2) which ratio forms a proportion with 9/15?
A) 3/6
B) 2/3
C) 12/30
D) 6/10*****
3) which proportion has cross products of 5×24 and 8×15
A) 5/8=15/24****
B)5/24=8/15
C) 8/24=15/5
D) 15/8=5/24
Yes, Both answers are correct;
Thnk you
You're welcome.
To determine which ratio forms a proportion with 9/15, you need to check if the cross products of the ratios are equal.
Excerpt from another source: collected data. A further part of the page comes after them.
PR #1439, opened 2021-11-24
Ignore F403 rule.

fiedosiukr:
We need to ignore the [F403](https://www.flake8rules.com/rules/F403.html), because all of the models are imported into a single file and flake8 complains about that.

### DIFF
--- a/.flake8
+++ b/.flake8
@@ -1,3 +1,3 @@
 [flake8]
 max-line-length = 119
-ignore = F401, W503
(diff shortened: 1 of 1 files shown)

The cross products of a proportion are obtained by multiplying the numerator of one ratio with the denominator of the other ratio.
For option A:
Cross products = 3 × 15 = 45
Cross products of 9/15 = 9 × 1 = 9
Since 45 and 9 are not equal, option A is not a proportion.
For option B:
Cross products = 2 × 15 = 30
Cross products of 9/15 = 9 × 1 = 9
Since 30 and 9 are not equal, option B is not a proportion.
For option C:
Cross products = 12 × 15 = 180
Cross products of 9/15 = 9 × 1 = 9
Since 180 and 9 are not equal, option C is not a proportion.
For option D:
Cross products = 6 × 15 = 90
Cross products of 9/15 = 9 × 1 = 9
Since 90 and 9 are equal, option D forms a proportion with 9/15.
Therefore, the correct answer is option D) 6/10, as it is the ratio that forms a proportion with 9/15.
To determine which proportion has cross products of 5×24 and 8×15, you need to write out the possible proportions and calculate their cross products.
Option A: 5/8 = 15/24
Cross products = 5 × 24 = 120
Cross products of 8/15 = 8 × 15 = 120
Since 120 and 120 are equal, option A is a proportion.
Option B: 5/24 = 8/15
Cross products = 5 × 15 = 75
Cross products of 8/15 = 8 × 24 = 192
Since 75 and 192 are not equal, option B is not a proportion.
Option C: 8/24 = 15/5
Cross products = 8 × 5 = 40
Cross products of 15/5 = 15 × 24 = 360
Since 40 and 360 are not equal, option C is not a proportion.
Option D: 15/8 = 5/24
Cross products = 15 × 24 = 360
Cross products of 5/24 = 5 × 8 = 40
Since 360 and 40 are not equal, option D is not a proportion.
Therefore, the correct answer is option A) 5/8 = 15/24, as it is the proportion that has cross products of 5×24 and 8×15.